Pensei nessa última forma de enxergar a metáfora, ao refletir sobre a mais recente partida do tricolor, na qual obtivemos a classificação para as semifinais da Copa do Nordeste. Vencemos o CRB-AL e vencemos bem, sem falhas no setor defensivo e com uma linha ofensiva que não deixou espaço para o adversário respirar. Mais que os 4x0 do placar, a partida serviu para mostrar que as mudanças na zaga trouxeram segurança e alívio nas jogadas aéreas. A dupla de zaga formada por Conti e Luis Otávio antecipou-se corretamente nas jogadas do ataque adversário, postou-se bem nos lances dentro de nossa área defensiva e ocupou os espaços nas bolas altas, não deixando brechas para os jogadores do time alagoano. E esse novo momento de nossa defesa vem sendo coroado pelas boas partidas de Nino e de Mateus Bahia. Nosso lateral direito vem fazendo dobradas com Rossi e realizado cruzamentos certeiros, enquanto o esquerdo tem mostrado uma evolução constante e melhora em fundamentos como passes e cruzamentos.

Para a alegria e festa do torcedor tricolor, o ataque tem funcionado muito bem. Rodriguinho, Gilberto e Rossi não só tem feito gols, como tem aberto espaço para gols e jogadas ofensivas de outros jogadores, como Patrick, Thaciano, Oscar Ruiz, dentre outros. Dado Cavalcanti acertou ao avançar Rodriguinho e fazê-lo jogar bem próximo de Gilberto, assim como em fazer Rossi jogar aberto pela direita e, algumas vezes, entrar em diagonal na área, no famoso “facão”. É inegável que o bom momento ofensivo do Bahia está diretamente relacionado à formação do meio-campo, com jogadores mais leves, sem toques laterais, de transição rápida para o ataque e de postura mais agressiva que de marcação.

E é aqui que fica evidente a metade vazia do copo. Na minha opinião, o meio com Patrick, Daniel e Thaciano deixa a equipe muito vulnerável, com pouca combatividade, já que são jogadores que costumam se apresentar muito no ataque. O treinador entende que o posicionamento avançado, encurralando o adversário em sua zona defensiva, acaba por trazer equilíbrio ao jogo e, por isso, pode abrir mão de um volante de maior pegada. Discordo. Creio que esse equilíbrio até houve nas partidas que jogamos com esta formação (contra ABC-RN e CRB-AL), todavia possibilitado por duas outras razões que se somam àquela trazida por Dado Cavalcanti: 1) O Bahia jogou em casa e os adversários respeitaram o mando de campo tricolor; 2) ambos os adversários são equipes de menor poder ofensivo e com deficiências de criatividade e rapidez na transição da defesa para o ataque.

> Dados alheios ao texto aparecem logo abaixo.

PR #27409, opened 2026-03-12
fix(perps): pass position in TP/SL onConfirm to avoid No position found errors

michalconsensys:
## **Description**

When editing Take Profit / Stop Loss (TP/SL) for an existing Perps position, the `onConfirm` callback relied on a ref (`currentPositionRef.current`) to get the position at execution time. If the position was updated during navigation (e.g. via WebSocket), the ref could be stale, causing "No position found" errors when the user confirmed TP/SL.

This change extends the TP/SL `onConfirm` signature to accept an optional first argument `position`. The TPSL view now passes the position from route params into `onConfirm`, and the market-details flow uses that passed position when present, falling back to the ref. Order flow and market-tabs callbacks were updated to match the new signature (they ignore the position argument). This ensures the callback always receives the correct position and avoids the stale-ref error.

## **Changelog**

CHANGELOG entry: null

## **Related issues**

Fixes: https://consensyssoftware.atlassian.net/browse/TAT-2369

## **Manual testing steps**

```gherkin
Feature: Perps TP/SL confirmation

  Scenario: user confirms TP/SL for an existing position without "No position found" error
    Given user has an open Perps position and navigates to edit TP/SL (market details or market tabs)
    And the position data may have been updated (e.g. via WebSocket) before user taps Confirm

    When user sets Take Profit and/or Stop Loss and taps Confirm

    Then TP/SL is updated successfully and no "No position found" error is shown
```

## **Screenshots/Recordings**

N/A (behavioral fix; no UI change).

---

> [!NOTE]
> **Medium Risk**
> Changes the `PerpsTPSL` route `onConfirm` callback signature/return type and updates multiple callers, so mismatches could break TP/SL confirmation flows if any usage is missed.
> 
> **Overview**
> Fixes a TP/SL confirmation race by **passing the `position` from `PerpsTPSLView` into the route `onConfirm` callback**, and having `PerpsMarketDetailsView` prefer that position (falling back to `currentPositionRef`) before calling `handleUpdateTPSL`.
> 
> Updates the `PerpsTPSL` navigation type and all known callers (`PerpsOrderView`, `PerpsMarketTabs`) to match the new `(position?, tp?, sl?, trackingData?)` signature, adjusts TPSL view tests accordingly, and adds a market-details test asserting `{ success: false }` when confirm runs after the position is cleared.
> 
> <sup>Written by [Cursor Bugbot](https://cursor.com/dashboard?tab=bugbot) for commit ee47f9c91b254caa11ef1ee8a482f7c108c38380. This will update automatically on new commits. Configure [here](https://cursor.com/dashboard?tab=bugbot).</sup>


gambinish (dismissed):
Approving, but if you have time, could we increase test coverage here?

app/components/UI/Perps/Views/PerpsMarketDetailsView/PerpsMarketDetailsView.test.tsx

A sequência de partidas do Bahia, contra Montevideo City (Copa Sul-americana) e contra o Fortaleza (Copa do Nordeste) trarão um pouco de luz a essa questão, não só porque jogaremos fora de casa, como também porque enfrentaremos equipes de melhor posicionamento nos rankings do futebol, sobretudo a partida decisiva contra o Leão do Pici, valendo vaga na final do Nordestão. Dado Cavalcanti terá a oportunidade para mostrar que sua leitura dos jogos e seu entendimento sobre o elenco tricolor estão maduros o suficiente para a torcida depositar nele sua confiança. Terá ainda a chance de calar aqueles que pensam que seus bons resultados e goleadas são fruto da pouca capacidade competitiva dos adversários e do mando de campo. É a hora de Dado mostrar que merecia a chance de comandar o tricolor na temporada 2021. É a hora e da torcida mostrar que pode apoiar incondicionalmente o time, sem as reclamações usuais. Afinal de contas, o grupo de atletas apresentou, em campo, aquilo que a torcida mais cobrava: garra, determinação e compromisso. Os resultados não aconteceram por acaso. BBMP!!